Five students from the Johns Hopkins University School of Nursing (JHUSON) are among the 213 recipients of scholarships and loan repayment from the National Health Service Corps (NHSC). The NHSC is a network of 7,500 primary healthcare professionals at 10,000 sites working in underserved communities across the country. To support their service, the NHSC provides clinicians with financial support in the form of loan repayment and scholarships.
Two of the JHUSON’s new NHSC scholars Alisa Fallow and Wendy Holland, were invited to attend a press conference in November where Health and Human Services Secretary Kathleen Sebelius announced that more medical professionals will be eligible for federal assistance, thanks to an infusion of $290 million through the Affordable Care Act. At the press conference, the nurse practitioner students met with Secretary Sebelius, Mary Wakefield, administrator of the Health Resources and Services Administration, and Senator Barbara Mikulski (MD-D).

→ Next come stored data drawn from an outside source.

Issue #2872, opened 2020-04-30
[New Arch] Download a single file


jesmrec:
Synchronization epic: https://github.com/owncloud/android/issues/2818

### Postponed for the moment. To do in upcoming PRs.
- Group notifications with progress. We need to decide how to show them when several downloads are performed parallelly. This will have the same behavior for uploads. To be done together. 
- No information will be shown in the adapters due to performance issues. (Icon downloading in the file list)
- Tests will be included in upcoming PR because several things will change till the final version.

AC:

- By tapping a file in the list, a copy of the remote file is downloaded and stored in the device. 
- If the file is currently downloaded, check before if  new version exists in the server.
- Notifications: many notifications can happen at the time if many files are downloaded. They can be grouped from 3 different (pending to check)
- Progress bar to be updated during the action with the %. Also visible in the notification. 
- Once the file finishes to download, notification is gone.
- Errors in download shown in notification
- File is previewed after being downloaded

Errors: 

- No connectivity
- Server unreachable
- Error servers (file was remotely deleted, moved, maintenance mode)

### TASKS

- [ ] Research which is the best way to do it
- [x] Create branch new_sync/download_file
- [ ] Development tasks
  - [x] Migrate remote operation to kotlin
  - [x] Create a file provider in data module to handle file storage [Not needed for downloads]
  - [x] Integrate workmanager to schedule downloads
  - [x] Create a one time worker to download a file, cancelable, and listenable
  - [x] Integrate this task with the new architecture
  - [x] Show notifications with download progress
  - [x] Use new worker to download and send files
  - [x] Use new worker to download and show files in documents provider
  - [x] Observe worker in the viewpager adapter
  - [x] Use new worker to download and show images
  - [x] Use new worker to download and open with
  - [ ] Use new worker and show something downloading in adapters
  - [x] Show a custom message in notification
  - [x] Create a transfer provider to handle transfers. Similar to TransferRequester but with new Arch
  - [x] Clean old downloader stuff
  - [ ] Error handling
  - [ ] Unit tests
- [x] Code review and apply changes requested
- [ ] Design test plan
- [ ] QA
- [x] Merge branch new_sync/download_file into new_arch/sync

### PR

abelgardep:
We will stop this issue for the moment. It is needed to complete #2955 first.

abelgardep:
I have some questions about how downloads work now and how they should work after this synchronization refactor.

### Let's start showing the current behavior.

[...]

Issue #2869, opened 2020-04-29
[New arch] OCFileListFragment isolation


abelgardep:
Currently, there are several fragments to list files, it would be great to unify them and get rid of activities dependencies.

(Good to have) Adapter refactors, use a recycler view to show the list of files, use diff util to increase performance, use already created FilesViewModel, get files from DB as Flow and Pagination for better performance.

### Tasks 
- [X] Create branch new_arch/file_list_isolation
- [ ] Development tasks
  - [X] New fragment MainFileListFragment #3451 
  - [X] New ViewModel (?) #3451 
  - [X] Show a simple list of files (GetFolderContentUseCase it will be updated to LiveData-Flow) #3451 #3461 
  - [x] Footer with number of files and folders https://github.com/owncloud/android/pull/3457
  - [x] Empty files view (Could be modified -> https://github.com/owncloud/android/issues/3026) https://github.com/owncloud/android/pull/3460
  - [x] Swipe to refresh (call RefreshFolderFromServerAsyncUseCase) #3469 
  - [x] Different options: All files, Shared by link and Av Offline (FileListOption -> Check if we can improve it) ( GetFilesSharedByLinkUseCase) (AvOffline use case does not exist yet) -> https://github.com/owncloud/android/pull/3471
  - [x] Bottom navigation bar -> https://github.com/owncloud/android/pull/3476
  - [x] Grid view mode #3493 
  - [x] Floating action button handling (Only shown in All files option) -> https://github.com/owncloud/android/pull/3492
  - [x] Search files within the list (Check if a new use case is needed for this. It is searched locally and only for this folder) -> https://github.com/owncloud/android/pull/3494
  - [x] Sort by name, size, and date (Check if a new use case is needed for this) #3478
  - [x] Consider adding diff util to improve performance
  - [x] Display images correctly in the list #3495 
  - [ ] Multiselection
    - [x] Change toolbar
      - [x] Control items selected #3508 
      - [x] Control checkbox -> https://github.com/owncloud/android/pull/3545
      - [x] Control Drawer #3511 
      - [x] Refresh option -> https://github.com/owncloud/android/pull/3545
      - [x] Share option -> https://github.com/owncloud/android/pull/3545
    - [ ] Show Menu Dialog (Keep in mind that we may change the UI -> https://github.com/owncloud/android/issues/2885)
      - [x] Select all -> https://github.com/owncloud/android/pull/3545
      - [x] Select inverse -> https://github.com/owncloud/android/pull/3545
[...]

Issue #2866, opened 2020-04-24
[New Arch] Copy file/folder operation


abelgardep:
Synchronization epic: https://github.com/owncloud/android/issues/2818

AC:

- Copy remote in server.
- Local: check if file is downloaded to move to new location. Check if new version is available in case of file already downloaded.
- In case of copy folder: check if items inside are downloaded, if they have newer versions, update.
- Check if the copied file is downloaded, in case the source one is downloaded.
### QA Checks
https://github.com/owncloud/QA/blob/master/Mobile/Android/Sync/Copy.md

### TASKS

- [x] Research (if needed)
- [x] Create branch new_sync/copy
- [ ] Development tasks
  - [x] Create new usecase -> CopyFileUseCase
  - [x] Add copyFile to repository
  - [x] Add copyFile to RemoteDataSource (Call CheckRemotePath before CopyRemoteFileOperation to check if folder already exists?)
  - [x] Migrate CopyRemoteFileOperation to kotlin
  - [x] Update database
  - [ ] Copy local files/folders
  - [x] Update DocumentsProvider
  - [x] Error handling
  - [x] Unit tests
- [x] Code review and apply changes requested
- [ ] Design test plan
- [ ] QA
- [x] Merge branch new_sync/copy into new_arch/sync

### PR

- App https://github.com/owncloud/android/pull/3253
- Library (if needed) https://github.com/owncloud/android-library/pull/406

abelgardep:
Related to AC:
> Copy remote in server.
> Local: check if file is downloaded to move to new location. Check if new version is available in case of file already downloaded.
In case of copy folder: check if items inside are downloaded, if they have newer versions, update.
Check if the copied file is downloaded, in case the source one is downloaded.

I think that it could be enough to copy files remotely and to update the database accordingly. We could avoid some problems that way instead of copying every downloaded file.

abelgardep:
Will be tested within synchronization epic

Issue #2865, opened 2020-04-24
[New Arch] Move file/folder Operation


abelgardep:
Synchronization epic: https://github.com/owncloud/android/issues/2818

### TASKS

- [x] Research (if needed)
- [x] Create branch new_sync/move
- [x] Development tasks
  - [x] Create new usecase -> MoveFileUseCase
  - [x] Add moveFile to repository
  - [x] Add moveFile to RemoteDataSource (Call CheckRemotePath before MoveRemoteFileOperation to check if folder already exists?)
  - [x] Migrate MoveRemoteFileOperation to kotlin
  - [x] Migrate MoveRemoteChunkFileOperation to kotlin
  - [x] Add move to FileService
  - [x] Add move to ChunkService
  - [x] Update database
  - [x] Move local files/folders
  - [x] Update DocumentsProvider
  - [x] Error handling
  - [x] Unit tests
- [x] Code review and apply changes requested
- [ ] Design test plan
- [ ] QA
- [x] Merge branch new_sync/move into new_arch/sync

### PR

- App https://github.com/owncloud/android/pull/3232
- Library (if needed) https://github.com/owncloud/android-library/pull/400

abelgardep:
Pending:
- Check behaviour when moving Av. Offline or moving to a folder marked as Av. Offline
- Check performance when moving A LOT OF files

abelgardep:
Will be tested within the synchronization epic.

PR #2934, opened 2020-08-12
[New arch] Synchronization

abelgardep:
Implements synchronization epic: https://github.com/owncloud/android/issues/2818
Library: https://github.com/owncloud/android-library/pull/339

### Already merged:
- Fetch list of files: https://github.com/owncloud/android/issues/2873
- Create folder: https://github.com/owncloud/android/issues/2861
- Get File/Folder by path/id : https://github.com/owncloud/android/issues/2957
- Get Folder content: https://github.com/owncloud/android/issues/2956
- Save file/folder: https://github.com/owncloud/android/issues/2958
- Migrate old database to room: #2955
- Download a single file: #2872 
- Remove file/folder #2864
- Move File/Folder #2865
- Rename file/folder #2863
- Copy File/Folder #2866
- File list isolation #2869


abelgardep:
Rebased with 2.15.3

abelgardep:
Rebased with master: 88e8289ef324df0a523d2b382203b7893f9aacb4

owncloudData/src/main/java/com/owncloud/android/data/files/db/OCFileEntity.kt
```diff
@@ -0,0 +1,126 @@
...
+    val length: Long,
+    val creationTimestamp: Long?,
+    val modificationTimestamp: Long,
+    val mimeType: String,
+    val etag: String?,
+    val permissions: String?,
+    val privateLink: String? = null,
+    val storagePath: String? = null,
+    var name: String? = null,
+    val treeEtag: String? = null,
```
hannesa2, line 70: I want to anyhow indicate duplicate files. For this I need a `hash` field. 
I know that having this field on server makes most sense, but I know nothing about the server code, so this small solution, to have in only in Android client, satisfy my needs too.

It would make my fork much easier, because I don't need to handle db changes.
Any chance to add this `val hash: String? = null` field here ?

abelgardep: AFAIK duplications are detected when synchronizing a file or folder in the client. 

We already have the etag and the remote id.

Why would you need an additional field to indicate duplicated files?

michaelstingl: Also checksums are available ownCloud server, and already used by desktop and iOS apps. But their use case is more data integrity, not so much duplicate detection.

hannesa2: @abelgardep No duplicates are found when they are in different directories.
Next to this, a rename could be also a source of duplicates.
@michaelstingl 
You could use it for duplicates detection as well

abelgardep:
Rebased with 2.20 29ebcb0f9cfc338801198836944cc3be83390799

abelgardep:
Rebased with 2.21 f02860c212f4745b7ab5bf4a010ede1fca02b2c0

abelgardep:
Rebased with master cfa018cf45f29f349e4b53534f8c747f59e7de33

JuancaG05 (approved):
LET'S GOOOOOOO 🚀

Issue #2956, opened 2020-09-10
[New arch] Get folder content


abelgardep:
Related with #2955, we need to get the folder content from the local database in order to show the file list, so this should be one of the first issues to take care of after the migration.

For the moment, it would be enough to retrieve a list of files and keep the previous behaviour.

BTW, we can include GetImagesFromFolder use case since it is simply an aditional filter in the database.

In the future, we could use Flow or LiveData to improve the performance and error handling.

### TASKS

- [x] Research (if needed)
- [x] Create branch new_arch/get_folder_content
- [x] Development tasks
  - [x] Implement usecase for get folder content
  - [x] Implement usecase for get folder images
  - [x] Implement repository
  - [x] Implement localdatasource
  - [x] Implement dao
  - [x] Add tests for domain layer
  - [x] Add tests for data layer 
- [x] Code review and apply changes requested
- [x] Design test plan [no needed - after migration]
- [x] QA [no needed - after migration]
- [x] Merge branch new_arch/get_folder_content into new_arch/synchronization

### PR

- [app](https://github.com/owncloud/android/pull/2965)
- Library (if needed)

abelgardep:
Merged into new_arch/synchronization. It will be tested there.

PR #2965, opened 2020-09-14
[New arch] Get folder content

abelgardep:
Implements #2956


theScrabi (approved):

owncloudApp/src/main/java/com/owncloud/android/dependecyinjection/UseCaseModule.kt
```diff
@@ -27,8 +27,12 @@ import com.owncloud.android.domain.capabilities.usecases.GetCapabilitiesAsLiveDa
 import com.owncloud.android.domain.capabilities.usecases.GetStoredCapabilitiesUseCase
 import com.owncloud.android.domain.capabilities.usecases.RefreshCapabilitiesFromServerAsyncUseCase
 import com.owncloud.android.domain.files.usecases.CreateFolderAsyncUseCase
+<<<<<<< HEAD
```
theScrabi: Make sure to remove these before a commit.
Please use 
`git diff HEAD` before committing.

abelgardep: I know, rebase problems 😢  It was fixed in next commit

owncloudData/src/test/java/com/owncloud/android/data/file/datasources/OCLocalFileDataSourceTest.kt
```diff
@@ -0,0 +1,142 @@
...
+
+    @Test(expected = Exception::class)
+    fun `get folder content - ko`() {
+        every { dao.getFolderContent(any()) } throws Exception()
+
+        localDataSource.getFolderContent(dummy.id!!)
+    }
+
+    @Test
+    fun `get folder images - ok`() {
```
theScrabi, line 126: Why do you sometimes write `- ok` and sometimes `- ko`
Just a question of interest: what is the scheme for writing the description/names of the tests?

owncloudApp/src/main/java/com/owncloud/android/utils/UriUtils.java
```diff
@@ -226,13 +230,13 @@ private static String getDisplayNameFromContentResolver(Uri uri, Context context
         String mimeType = context.getContentResolver().getType(uri);
```
theScrabi, line 230: This method could be broken down into smaller ones.

owncloudApp/src/main/java/com/owncloud/android/utils/UriUtils.java
```diff
@@ -226,13 +230,13 @@ private static String getDisplayNameFromContentResolver(Uri uri, Context context
...
         if (mimeType != null) {
```
theScrabi, line 231: You could for example export this if clause.

theScrabi (changes requested):
LFTM I like it. Yet there are smaller things. Maybe you can have a look at them. Sometimes I just have questions.

owncloudApp/src/main/java/com/owncloud/android/utils/UriUtils.java
abelgardep: Sure, but it is not the purpose of this PR, i just moved some hardcoded strings into constants. Probably we will convert to kotlin and refactor this file in upcoming PRs.

owncloudData/src/test/java/com/owncloud/android/data/file/datasources/OCLocalFileDataSourceTest.kt
abelgardep: I use `ok` as success and `ko` as exception or failure.

I started writing names as `getFolderContentSuccess` or `getFolderContentException` but it is not as simple when you have several cases. So i decided to switch to a more readable way:

what are we testing - expected behaviour - additional info

owncloudData/src/test/java/com/owncloud/android/data/file/repository/OCFileRepositoryTest.kt
```diff
@@ -179,4 +179,28 @@ class OCFileRepositoryTest {
             localFileDataSource.getFileByRemotePath(OC_FILE.remotePath, OC_FILE.owner)
         }
     }
+
+    @Test
+    fun getFolderContentSuccess() {
+        every { localFileDataSource.getFolderContent(OC_FILE.parentId!!) } returns listOf(OC_FILE)
+
```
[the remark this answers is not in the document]
abelgardep: I like to keep those statements separated, i think it is easy to read, don't you think? Something like this:

mock

function to test

result assertion

calls verification

theScrabi (approved):

PR #2968, opened 2020-09-16
[Feature] Android Sharesheet

abelgardep:
Implements #2902 partially.

We cannot [exclude oC from sharing targets till API 24](https://developer.android.com/training/sharing/send#excluding-specific-targets-by-component), so we'll keep the previous behaviour for API <24, and use sharesheet for newer ones.

Old code will be removed when we upgrade min_sdk_version to api 24.

### DIFF
--- a/owncloudApp/src/main/java/com/owncloud/android/ui/helpers/ShareSheetHelper.kt
+++ b/owncloudApp/src/main/java/com/owncloud/android/ui/helpers/ShareSheetHelper.kt
@@ -1,0 +1,61 @@
+/**
+ * ownCloud Android client application
+ *
+ * @author Abel García de Prada
+ * Copyright (C) 2020 ownCloud GmbH.
+ * <p>
+ * This program is free software: you can redistribute it and/or modify
+ * it under the terms of the GNU General Public License version 2,
+ * as published by the Free Software Foundation.
+ * <p>
+ * This program is distributed in the hope that it will be useful,
+ * but WITHOUT ANY WARRANTY; without even the implied warranty of
+ * MERCHANTABILITY or FITNESS FOR A PARTICULAR PURPOSE.  See the
+ * GNU General Public License for more details.
+ * <p>
+ * You should have received a copy of the GNU General Public License
+ * along with this program.  If not, see <http://www.gnu.org/licenses/>.
+ */
+
+package com.owncloud.android.ui.helpers
+
+import android.content.ComponentName
+import android.content.Context
+import android.content.Intent
+import android.content.pm.PackageManager
+import android.content.pm.ResolveInfo
+import android.os.Build
+import android.os.Parcelable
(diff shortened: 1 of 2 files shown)


owncloudApp/src/main/java/com/owncloud/android/ui/helpers/ShareSheetHelper.kt
```diff
@@ -0,0 +1,61 @@
...
+        packagesToExclude: Array<String>
+    ): Intent {
+
+        // Get excluding specific targets by component. We want to hide oC targets.
+        val resInfo: List<ResolveInfo> =
+            context.packageManager.queryIntentActivities(intent, PackageManager.MATCH_DEFAULT_ONLY)
+        val excludeLists = ArrayList<ComponentName>()
+        if (resInfo.isNotEmpty()) {
+            for (info in resInfo) {
+                val activityInfo = info.activityInfo
```
theScrabi, line 47: Maybe this block can be put into a function:
`getExcludeListForInfo(info: ResolveInfo, packagesToExcloude: Array<String>) : ArrayList<ComponentName`

theScrabi (approved):
LFTM

jesmrec:
### (1)

I've tested how the UI looks like with different versions. With Android 7 (API 24, it takes the new approach), no title is shown in the menu, so it seems not too clear. However, other newer versions (Android 9, Android 11), show a title :

|Android 11|Android 7|
|:-:|:-:|
|Screenshot 2020-10-06 at 12 32 20|Screenshot 2020-10-06 at 12 26 54|

is this something that can be fixed? or is it a system feature?

abelgardep:
Yes, you are right, i have added a title according to https://developer.android.com/training/sharing/send#adding-rich-content-previews

jesmrec:
### (2)

Just to keep compatibility and same wording as previous version, when the link is shared the proper string is `Send link to` (activity_chooser_title) instead of `share with`. What do you think?

jesmrec:
### (3)

1. Select a file
2. Select the option `Send`

Current: In the menu, we can see `Share` (Android11), or `Share with` (Android 7). 
Expected: `Send` 

is this feasible?

abelgardep:
> ### (2)
> Just to keep compatibility and same wording as previous version, when the link is shared the proper string is `Send link to` (activity_chooser_title) instead of `share with`. What do you think?

Ok, updated.


> ### (3)
> 1. Select a file
> 2. Select the option `Send`
> 
> Current: In the menu, we can see `Share` (Android11), or `Share with` (Android 7).
> Expected: `Send`
> 
> is this feasible?

Im not sure why it changes 🤔

jesmrec:
(3) affected only Android 7, since newer versions use their own wording "Share" 

PR Approved on my side, everything fixed

Thanks also @ddopik for your contribution!!

PR #2976, opened 2020-09-30
Update library reference

abelgardep:
Remove single cookie header in library. Updating the reference..

Needs https://github.com/owncloud/android-library/pull/344


theScrabi (approved):

jesmrec:
The `http.protocol.single-cookie-header` is already removed. Since we do not know how exactly can affect to the expected behaviour of the app, the following QA actions have been performed:

- All tests [here](https://github.com/owncloud/android-scenario-testing/tree/master/src/test/resources/io/cucumber) have been executed over two different devices (android 7 and 9)
- Tested with test redirect servers
- Tested with test OAuth2 server
- Tested with test oCIS server

i did not find any bad behaviour in the main actions after login (sharing, file handling, doc provider) by performing some exploratory testing.

Some upgrade tests will be performed in the regression stage.

From my side, this is OK to go

PR #2988, opened 2020-10-02
move to github ci

theScrabi:
This will introducd github CI, based on the submission by @hannesa2: https://github.com/owncloud/android/pull/2816
This will also add artifact upload and testing:

- [x] research
- [ ] implement testing
- [ ] implement artifact upload
- [ ] remove bitrise


theScrabi:
After further investigation I think bitrise so far is the best sollution for Android Instrumentation tests as github Actions for android is kind  of a "hack" right now, which apparently runs only in some cases. As it can be seen in the test results here. Espresso tests went through on Bitrise. They went through locally as well. However on Github they did not run properly which could be due to a slow emulator.

I'd recommend to move to the pubic version of bitrise, so other contributors can see what happens on bitrise CI, however for now I wouldn't not recommend moving over to github actions.

hannesa2:
That's sad

hannesa2:
After months you came to the same result as I, that on bitrise it works magically. 👏 
On my local machine I've the similar issues like Github has, but I can't verify bitrise settings.

My observations:

- Github has issues 
- local has issues
- bitrise seems to work, but I can't verify

theScrabi:
> After months you came to the same result

I work on this the first week. I haven't work with GithubCI before.

> After months you came to the same result as I, that on bitrise it works magically. 

Bitrise uses a dedicated setup for Instrumentation tests. GithubCI does not. The time we spend in trying to get GithubCI working we will need on other Projects and since bitrise works I don't see a reason to move.

>  On my local machine I've the similar issues like Github has, but I can't verify bitrise settings.

Currently bitrise and testresults are only visible to us. We need to change this. However I could not verify this, only one test fails which may be related to the fact that I didn't disable animations. However GithubCI fails more often. The reason it fails is because it could not launch Intents due to timeout. This looks to me like the machine the emulator runs on is to underpowered for what it should accomplish.

hannesa2:
> The reason it fails is because it could not launch Intents due to timeout. This looks to me like the machine the emulator runs on is to underpowered for what it should accomplish.

I've seen this in the past, so I introduced screenshots during tests. https://github.com/hannesa2/LiveEdgeDetection/commit/7360b34763c3592403f8f2fb7b7570059ed601a4
So I detect a stupid permission dialog on first usage of device, which blocks the test

Does bitrise recycle the device ?

theScrabi:
This could be an explanation however I haven't seen something like this locally.

JuancaG05:
Hi @hannesa2, we have in one of our BitRise workflows two lint jobs: KtLint and Android Lint, and that's where we see in CI the needed reports. Moreover, it is public right now, so anyone can see the results. For example, check https://app.bitrise.io/build/88a39c63-328d-431d-ba4b-eff4f820f4c0.

As commented above, if this is working nicely on BitRise, I don't see the reason to move to GitHub CI, which is not optimized for Android testing.

PR #3002, opened 2020-10-22
Remove cookie persistence

theScrabi:
This will resolve cookie persistence which should solve braking the cookiejar after restarting the app.

Related app PR: https://github.com/owncloud/android-library/pull/354

### DIFF
--- a/owncloudApp/src/main/java/com/owncloud/android/services/OperationsService.java
+++ b/owncloudApp/src/main/java/com/owncloud/android/services/OperationsService.java
@@ -182,8 +182,6 @@ public class OperationsService extends Service {
     @Override
     public void onDestroy() {
         Timber.v("Destroying service");
-        // Saving cookies
-        SingleSessionManager.getDefaultSingleton().saveAllClients(this, MainApp.Companion.getAccountType());
 
         mUndispatchedFinishedOperations.clear();
 


owncloudApp/src/main/java/com/owncloud/android/services/OperationsService.java
```diff
@@ -183,7 +183,6 @@ public int onStartCommand(Intent intent, int flags, int startId) {
     public void onDestroy() {
         Timber.v("Destroying service");
         // Saving cookies
-        SingleSessionManager.getDefaultSingleton().saveAllClients(this, MainApp.Companion.getAccountType());
```
abelgardep, line 186: Remove the comment by the way

jesmrec:
This are my first insights about this PR:

- i do not see any cookie accumulation

- After attaching one account, cookies are renewed every time i open the app. But, after some times (no quick open/close, quiet actions), if i close and reopen the app, cookies are not renewed anymore

- Attaching two accounts and switching gives the same behaviour. Initial switches, cookies are renewed with no accumulation in both accounts. After a couple of switches, both accounts keep the cookies they had before

owncloudApp/src/main/java/com/owncloud/android/services/OperationsService.java
abelgardep, line 186: Remove the comment by the way.

abelgardep (changes requested):
Tiny change required @theScrabi

jesmrec:
Tested in two different cases

1) Only one account

- In account creation, cookies are received after checking `status.php` and then, sent in the requests. Capabilities' request does not send cookies, so the cookie `oc_sessionPassphrase` used in the session are the one received in the capabilities response. The cookie `oc...` (like `oc794f4ep19m`) is renewed frequently (`PROPFINDS`), sometimes responses return a new value even when the request contain the cookie recently received.  From client perspective this is correct, the cookie renewal is not in this side.

- In app closing/opening: same behaviour

2) More accounts

- Account switching (no closing): when switching to another account, no request is done to `status.php`, so same cookies are used as before. 

From my side:

- No cookie accumulation anymore ✅ 
- Cookies received from server are "reflected" in the following requests ✅ 
- Cookies are correctly switched when account switches ✅ 
- Cookies are not renewed when account switches ❓   (not bad, but... expected?)

theScrabi:
> Cookies are not renewed when account switches question (not bad, but... expected?)

No. This is bad behaviour. The library is saving cookies based on domain. If two accounts are running on the saim domain. Cookies will leak into other sessions.

The only real solution to all of the cookie issues. Is to make the okHttpClient not be a singleton any more.  Hacking around to make this work with the current situation feels like stitching everything together using bandages.

michaelstingl:
Multiple accounts on the same instance is a supported use case, and all date (credentials, cache, cookies etc) should be strictly separated. Needs 🍪 -jar per account for example…

PR #3015, opened 2020-11-06
Fix crash when rotating create folder dialog

abelgardep:
Steps to reproduce this crash:

- Share an external file with ownCloud
- In the picker, click on create a new folder
- Rotate the device when create folder dialog appears


davigonz (approved):

jesmrec:
Fixed.

PR #1671, opened 2024-02-18
Resolve compilation warnings in Cyclus build

bennibbelink:
Summary of the changes:

- `src/any.hpp` I found resolution from [newer boost version](https://www.boost.org/doc/libs/1_84_0/boost/spirit/home/support/detail/hold_any.hpp)
- `src/cyc_std.h std::binary_function` is deprecated.  We can just use `std::function` now - https://stackoverflow.com/questions/33114656/replacement-for-stdbinary-function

The JHUSON recipients–Fallow, Holland, Melinda Pritchett, Christine Young, and Stephanie Miller–were drawn to the NHSC based on personal experiences with underserved populations. Growing up in Washington, Holland witnessed the hurdles that migrant workers, Native Americans, and single-parent families faced in the medical system. “These priority populations need strong advocates in a medical system that can be confusing, intimidating, expensive, and often times inaccessible. I hope to go back there with fresh eyes and new experiences and help them,” she says.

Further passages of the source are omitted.